_Problem description_: Within the records below, filter for lines carrying the word "managed" and copy them.

(Collected data entries)
▽

PR #1898, opened 2022-10-14
Deploy MVP Dask cluster and pull Jupyter singleuser image into this repo

atvaccaro:
# Description

Deploys a single Helm-managed Dask cluster to Kubernetes. The cluster is reachable with the following snippet.

```python
from dask.distributed import Client
client = Client("dask-scheduler.dask.svc.cluster.local:8786") # in jupyterhub the url is optional, there is a default set in a config file
client
```

Also creates a new Jupyter user image `ghcr.io/cal-itp/data-infra/jupyter-singleuser` that will be managed in this repo from now on, and replaces the `cal-itp` image. A dependency update within the new image solves the matplotlib issue [described here](https://stackoverflow.com/questions/73792756/plotnine-is-broken-with-matplotlib-3-6).

One thing to consider in the future is using the full daskhub Helm chart which would deploy both JupyterHub and Dask-Gateway for us.

There is an [imported Grafana dashboard](https://monitoring.k8s.calitp.jarv.us/d/a_khcwhWk/dask) to monitor the cluster.

## Type of change

- [x] New feature
- [x] Documentation
- [ ] agencies.yml

## How has this been tested?
Currently deployed.


kubernetes/apps/charts/dask/values.yaml
```diff
@@ -0,0 +1,35 @@
+dask:
+  scheduler:
+    image:
+      repository: "ghcr.io/cal-itp/data-infra/dask"
+      tag: "2022.10.13"
+    metrics:
+      enabled: true
+    serviceAnnotations:
+      prometheus.io/port: "8786"
+      prometheus.io/scrape: "true"
```
atvaccaro, line 10: this is not being picked up by prom

themightychris (approved):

△

_Answer box_:
Deploys a single Helm-managed Dask cluster to Kubernetes. The cluster is reachable with the following snippet.
Also creates a new Jupyter user image `ghcr.io/cal-itp/data-infra/jupyter-singleuser` that will be managed in this repo from now on, and replaces the `cal-itp` image. A dependency update within the new image solves the matplotlib issue [described here](https://stackoverflow.com/questions/73792756/plotnine-is-broken-with-matplotlib-3-6).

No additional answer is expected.